I completely understand it. While manufacturers continue to try to gauge public trends, figuring out the right balance between funky, futuristic design and more 'conservative' EV conversions, I love that Mazda has gone bold with the MX-30 and, for better or worse, it’s certainly attracting attention.
But, as good as a car looks on the outside, owners (myself included) spend 99.9% of their time inside the car. In that regard, it’s even more impressive behind the wheel than the RX-8-inspired rear doors, swooping coupé lines and inverted front grille combined.
I cannot understate the quality of the material finish. Weeks into ownership, I continue to be blown away as I get comfortable in the hot seat. Everything from the chrome finish on the steering wheel buttons to the air conditioning vents and ‘vegan’ leather-clad gear selector feels beautifully screwed together and incredibly luxurious.
It’s not just the perceived quality of the materials that hits you, but also the functionality of the interior.

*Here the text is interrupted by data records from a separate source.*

PR #2464, opened 2020-12-26
Ensure enum variant name is unique

mraerino:
Sometimes enum variants have special characters that are significant to distinguish them.
Example: `2.4Ghz` vs `24Ghz` which might be valid enum variants for an API dealing with wifi frequencies.

This attempts to avoid const name clashes when generating those enum variants.

Let me know if you'd like a different approach for this. The main goal here was to be as least disruptive as possible.
That's why i decided to not change `pascalize` to do this but instead introduced a new function that is only called for enum variant names.


fredbi (changes requested):
LGTM. Could you please add some tests?

mraerino:
This looks like it's passing now and has 100% coverage on my diff.

It likely is a breaking change as you can see on the changes to existing tests. How should that be handled?

fredbi:
@mraerino the breaking change is IMHO acceptable. Merging this. Thank you

fredbi (approved):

The seats are as comfortable as they are visually inspired, and there are loads of thoughtfully designed cork cubbies, offering more storage for your phone and water bottles than you could ever need.
That incredible centre console, despite looking like something out of a Star Wars-esque flying metropolis, is positioned perfectly in front of your hand, allowing easy access to the rotary controller. It’s a shame about the short range because I could spend a lot longer in the car than the circa 120 miles range would take me.
So far, the only place where style appears to interfere with usability is in the rear. The combination of a swooping roof line and small windows slightly obscures rearward visibility. That said, the mirrors are pretty good and my Sport Lux trim comes with rear-facing cameras as standard for those trickier parking spaces.